I hope these notes will help you tackle this group of proverbs in Latin Via Proverbs. This group includes third conjugation verbs with fourth conjugation nouns.
Please note: to read the proverbs in Latin, you need to acquire a copy of the book from lulu.com! What I am providing here in the blog are notes to help people who are making their way through the book either in a Latin class or on their own. You can find more help at the LatinViaProverbs.com wiki website.
1899. The thunder precedes the storm. (Metaphorically speaking, it means that threats come first, but they will be followed by blows!)
1900. The habit does not make the monk. (Compare the similar saying, Barba non facit philosophum, "The beard does not make the philosopher.")

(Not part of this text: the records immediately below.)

PR #125, opened 2022-10-07
contrib/neovim: new package (0.9.0)

yopito:
build and usage fine on ` x86_64`, even within `cbuild chroot` environnement.  
crossbuild need some investigations.


q66:
something i noticed in all your stuff, you're separating things like options from the main block while you shouldn't

yopito:
OK, i'll fix that

q66:
also there's a lot of pointless comments scattered all over the place and we should probably build neovim against standard lua because luajit is a mess

yopito:
> also there's a lot of pointless comments scattered all over the place and we should probably build neovim against standard lua because luajit is a mess

I missed that neovim can live without luajit, have to review and test.

yopito:
reworked to remove luaJIT usage. ready for review

yopito:
ah, bad commit message. quick git push within a minute, sorry

q66:
can you please squash the update commits, update where appropriate and so on? basically do whatever you may think is necessary for merging, so i can review it

yopito:
here it is. thanks for rewieving

q66:
alright thanks, i'll probably merge it by pieces (i'll do adjustments to the templates as i think is necessary, probably faster than having you iterate on it; and it's a fair amount of commits)

PR #142, opened 2023-02-09
chimerautils: fix sha256 sum for commit a8b03cd4e0d9

bjornstromberg:
build from source fails on sha256 sum for chimera utils commit a8b03cd4e0d955f462da8c902e57884e17f2fe4f  downloaded 3 times  and got sha256 sum 6688d5acdba49622da7f42d7ea3c1c1c8fabab5dadcd20186530fbe302d995f3 three times. 

updating the template, builds fine.


JamiKettunen:
I think the commit message should just be `main/chimerautils: fix checksum`, otherwise +1 from me

q66:
i'm planning to tag a chimerautils release probably tomorrow anyway, so no need to fix this for now

bjornstromberg:
@JamiKettunen yea thought i would get to create a new squash commit message in the pull req.  

anyway since @q66 will tag a new release i agree its kind of useless to merge this.

PR #1127, opened 2023-12-21
contrib/xonotic: move icon to hicolor

Froggo8311:


q66:
nah, the icon is supposed to be generic and there is no guarantee everything will be capable of rendering svg

the glx/sdl impls are split for a reason too, sometimes the sdl version has issues glx doesn't depending on setup

nekopsykose:
> nah, the icon is supposed to be generic and there is no guarantee everything will be capable of rendering svg  

you probably want to install both in that case, also the 'pixmaps' dir is technically deprecated (correct place is `/usr/share/icons/hicolor/SIZExSIZE/apps/`)

q66:
it's technically deprecated, but this does not do what the PR description says (i.e. allow icon themes to override it) since icon themes already take priority over this path

as for installing both, that's fine but there isn't actually much value in it (what'd be more helpful is multiple sizes of the bitmap icon, particularly the small sizes where neither a scalable icon nor the default bitmap render well)

Froggo8311:
wtf okay why did it close the thing

PR #1129, opened 2023-12-21
Add lint for 'written in' in pkgdesc

wezm:
This has come up a few times as something q66 would prefer not to have in `pkgdesc` so I added a lint for it.


q66:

1901. The final exit shows where the glory of the world is headed. (I like this rhyming medieval proverb very much. It is part of that large group of Latin proverbs on the theme of sic transit gloria mundi.)
1902. The success of wicked men is alluring to many. (This is the moral for the Aesop's fable about Aesop and the man bitten by the dog.) Successus improborum plures allicit.
1903. If the hand is empty, it does not catch the hawk. (This is a medieval saying from the discipline of keeping hawks for hunting. There is an English equivalent: "Empty hands no hawks allure.")
1904. Too much familiarity breeds contempt. (You can see this saying illustrated in the Aesop's fable about the lion and the fox.)
1905. Too much tension breaks the bow. (Compare the Aesop's fable about Aesop and the bow.) Arcum nimia frangit intensio.
1906. Apollo does not always keep his bow stretched. (You will find this saying in Horace.)
1907. The ox pulls the cart, not the cart the ox. (In other words, don't put your cart before the horse!)
1908. Abuse does not do away with use. (This is an item of Latin legal vocabulary, meaning that an argument against the abuse of something is not an argument against the thing used rightly.)
1909. One bite leads to another. (Lay's potato chips could adopt this as their motto: you never can eat just one!)
1910. One hand washes another. (You can find many variations on this saying, including this one that explains what this might mean metaphorically: Abluit manus manum: da aliquid et accipe, "one hand washes another: give something, and receive.")
This blog post is part of an evolving online guide for users of the book Latin Via Proverbs.